**Your goal:**
Each of the lines below must be restated exactly.

***

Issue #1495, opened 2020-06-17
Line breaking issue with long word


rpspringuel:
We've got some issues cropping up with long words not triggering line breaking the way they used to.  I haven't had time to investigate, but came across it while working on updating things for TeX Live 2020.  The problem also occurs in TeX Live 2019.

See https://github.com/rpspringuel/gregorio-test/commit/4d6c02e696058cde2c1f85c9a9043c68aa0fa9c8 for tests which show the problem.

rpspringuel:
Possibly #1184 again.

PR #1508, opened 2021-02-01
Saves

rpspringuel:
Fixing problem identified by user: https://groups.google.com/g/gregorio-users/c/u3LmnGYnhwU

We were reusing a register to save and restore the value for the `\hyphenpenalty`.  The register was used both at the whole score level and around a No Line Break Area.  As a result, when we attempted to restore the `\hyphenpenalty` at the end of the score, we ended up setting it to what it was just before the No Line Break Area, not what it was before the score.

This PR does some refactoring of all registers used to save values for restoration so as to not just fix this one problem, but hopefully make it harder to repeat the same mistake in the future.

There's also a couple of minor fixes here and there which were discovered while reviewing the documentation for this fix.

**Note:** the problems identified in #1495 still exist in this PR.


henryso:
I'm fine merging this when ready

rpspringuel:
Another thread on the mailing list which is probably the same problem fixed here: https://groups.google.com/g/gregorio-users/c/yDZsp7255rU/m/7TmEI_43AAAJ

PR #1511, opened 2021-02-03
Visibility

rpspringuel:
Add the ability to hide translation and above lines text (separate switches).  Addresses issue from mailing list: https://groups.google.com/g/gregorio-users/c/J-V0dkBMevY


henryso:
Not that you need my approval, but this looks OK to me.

***

**Problem solution:**
Issue #1495, opened 2020-06-17
Line breaking issue with long word


rpspringuel:
We've got some issues cropping up with long words not triggering line breaking the way they used to.  I haven't had time to investigate, but came across it while working on updating things for TeX Live 2020.  The problem also occurs in TeX Live 2019.

See https://github.com/rpspringuel/gregorio-test/commit/4d6c02e696058cde2c1f85c9a9043c68aa0fa9c8 for tests which show the problem.

rpspringuel:
Possibly #1184 again.

PR #1508, opened 2021-02-01
Saves

rpspringuel:
Fixing problem identified by user: https://groups.google.com/g/gregorio-users/c/u3LmnGYnhwU

We were reusing a register to save and restore the value for the `\hyphenpenalty`.  The register was used both at the whole score level and around a No Line Break Area.  As a result, when we attempted to restore the `\hyphenpenalty` at the end of the score, we ended up setting it to what it was just before the No Line Break Area, not what it was before the score.

This PR does some refactoring of all registers used to save values for restoration so as to not just fix this one problem, but hopefully make it harder to repeat the same mistake in the future.

There's also a couple of minor fixes here and there which were discovered while reviewing the documentation for this fix.

**Note:** the problems identified in #1495 still exist in this PR.


henryso:
I'm fine merging this when ready

rpspringuel:
Another thread on the mailing list which is probably the same problem fixed here: https://groups.google.com/g/gregorio-users/c/yDZsp7255rU/m/7TmEI_43AAAJ

PR #1511, opened 2021-02-03
Visibility

rpspringuel:
Add the ability to hide translation and above lines text (separate switches).  Addresses issue from mailing list: https://groups.google.com/g/gregorio-users/c/J-V0dkBMevY


henryso:
Not that you need my approval, but this looks OK to me.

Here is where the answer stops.